I love the color of the gold one shown here.  It’s a rich enough color that works well with my yellow greens that were popular this fall. I plan to pair it with Eileen Fisher green, mustard, and plum sweaters accessorized with scarves in deep persimmon, steel-fade-to-gold, red colors topped off with an EF tomato red wool shawl coat for the rain. 

Let rain, let it rain, let it rain …

Spiral Dance

Been round this bend …  couple times … .

When I graduated from college as an undergrad, I tried to support myself in Seattle as a waitress.  I couldn’t afford to buy meat, and I was starting to learn about the grocery supply chain.  The meat industry repulsed me.  After six months, I returned home wiser and thinner, a self-declared vegetarian.  Back then, I was questioning a lot of things hanging out on the nude beaches and hot springs of So Cal.  Earth First! had it right by me. 

 

Nonetheless I had to make a living to support us, me and my deadbeat boyfriend.  It wasn’t long before I was eating meat again.  I thought I needed more gratification to balance out my deepening misery teaching English to middle school valley girls and later educating engineers as a corporate trainer.

 

After five or so years, I managed to dump the deadbeat boyfriend turned depressed underemployed husband, and left my career to find myself again.  I started paying attention to the world again while I pursued a graduate degree in psychotherapy in the San Francisco Bay area.  Meat slipped out of my diet again and I became a self-declared vegan.  I wore large flowing garments made fabric that allowed me to breathe.  I was really into moving and breathing back then.  Immersed in the deep ecology movement, I read the labels of everything, and whenever I could afford it I bought local and/or organic.  Living next to the sea, I was enjoying my connection to the Earth.  I wanted to nurture that.

 

And then I got sick, rheumatoid arthritis, and I needed a job with insurance.  I remember standing at a bus stop when I was 17 waiting for a bus that was late on my way home from class, and I had the thought, “You have to be hearty to be poor.”  Despite coming from a long line of strong, formidable Black women, I confess I am not a hearty sort.  So I returned to my corporate career and tried to maintain my diet and lifestyle as best as I could, but after a year of traveling around the country, I had to cry “uncle”.      

 

That was almost 15 years ago.  So much has happened since then. This year I will turn 50.  Since my 49th birthday last year, I’ve been consciously and unconsciously sorting through the stuff of my life.  So much has been accomplished – check, check, check.  I find myself in a relative state of grace.  I have been living with and being supported by the love of my life for nearly 10 years in and around a community that values pleasure and knows the perfection of life.  I am healthy and I have achieved all my true ambitions.  I don’t have this sense of where do I go from here.  What I actually have is a compelling desire to appreciate my life, your life, all life and to walk gently again in this world that has given me so much.

 

Coming ‘round the bend … .

 

Shifting from doing to being.  I recently watched a passionate young German woman talk about how we are at a crossroads (have you ever noticed how we are always at some crossroad somewhere?) and we could choose to go for more, more, more like mega-consumers we have been for the last 50  years or we could choose instead to go for better.  Ding, ding, ding.

 

I was recently teaching a Basic Sensuality course in which we talked about how there are two ways to expand your universe.  You can add more things, increase the number of whatever; or you can increase the quality of the attention you are paying to a singular thing or experience.  It’s the quantity v. quality conundrum.  As a self-declared responsible hedonist, I can tell you from years of research, quality has it all over quantity in every realm I can imagine.

 

Last night I read somewhere out there in the blogosphere that the new luxury was about sustainability.  If you’re going to spend $500 on a sweater why not get one that is uniquely designed made of organic cotton or locally produced wool from sheep who were gently sheared in the appropriate season, and then dyed with vegetable-based dyes, and finally woven and constructed by a well-paid team of craftspeople.    Sigh long and deep … . Now that’s a sweater to live and love in. 

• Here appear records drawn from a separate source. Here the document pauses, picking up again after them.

PR #4834, opened 2022-06-23
Add button to remove audio data from a project.

JacksonRG:
Example:

https://user-images.githubusercontent.com/42394129/176049611-8e54a41b-4174-48ee-a6cb-937253caf08b.mp4

Clear audio data from all files and clips in the project

Our redesign of how waveforms work in #4819 can make project files pretty big. Here's a button to remove all data for displaying waveforms from a project.

### DIFF
--- a/src/classes/project_data.py
+++ b/src/classes/project_data.py
@@ -322,6 +322,7 @@ class ProjectDataStore(JsonDataStore, UpdateInterface):
     def load(self, file_path, clear_thumbnails=True):
         """ Load project from file """
 
+        from classes.app import get_app
         self.new()
 
         if file_path:
@@ -337,6 +338,13 @@ class ProjectDataStore(JsonDataStore, UpdateInterface):
                 # Fix history (if broken)
                 if not project_data.get("history"):
                     project_data["history"] = {"undo": [], "redo": []}
+
+                # If project has waveforms, enable removing waveforms
+                get_app().window.actionClearWaveformData.setEnabled(False)
+                for file in project_data["files"]:
+                    if file.get("ui",{}).get("audio_data", []):
+                        get_app().window.actionClearWaveformData.setEnabled(True)
+                        break
 
             except Exception:
                 try:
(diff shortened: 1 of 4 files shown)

I truly enjoyed this clear analysis of what it takes to create sustainability in the fashion industry.

Eco-Age

Stumbled on to this site from Ecouterre.  It’s gorgeous, thoughtful, and grownup approach to an organically sensuous and intelligent sustainable lifestyle.  Livia Firth inspires me.

ecouterre.com

I LOVE  this site!  Particularly now that I discovered that they have given the eco seal of approval to one of my favorite designers, Issey Miyake.

Check out this gorgeous Spring ‘12 collection.  Ethereal with just enough edge to be included among the ranks of the dramatic.  I especially love the white blouse floaty ties at the neck.

The perfume is a light floral masterpiece which I wear often.

Last week I sent most of my wool and cashmere pieces out for consignment after reading up on the wool shearing industry.  So I wound up at the Stella Carakasi shop in Rockridge to replace the wool jacket I had recently given up.  As luck would have it, they have a stylish collection of faux fur jackets on sale right now.  
Yarra, the store manager, treated me to a detailed description of how their jackets are made, from the fabric choices to the production at family run shops in India.  The owners have personally visited and selected each shop to be assured that there is no child labor and that the conditions are humane.  Even this they consider a compromise given that they used to make all of their clothes in the San Francisco Bay Area until the NAFTA agreement made it untenable.
I was very happy to pick-up a rich chocolate brown faux suede jacket to wear for the remainder of the winter season.  The fur lining is uncharacteristically soft and the cut is very smart.  Best of all, it has two front pockets elegantly concealed. 
So far, my fears about looking like a 26 year-old boho chick are coming to not.  I’m finding quite a lot beautiful items surprisingly among the designers that I already know and love. 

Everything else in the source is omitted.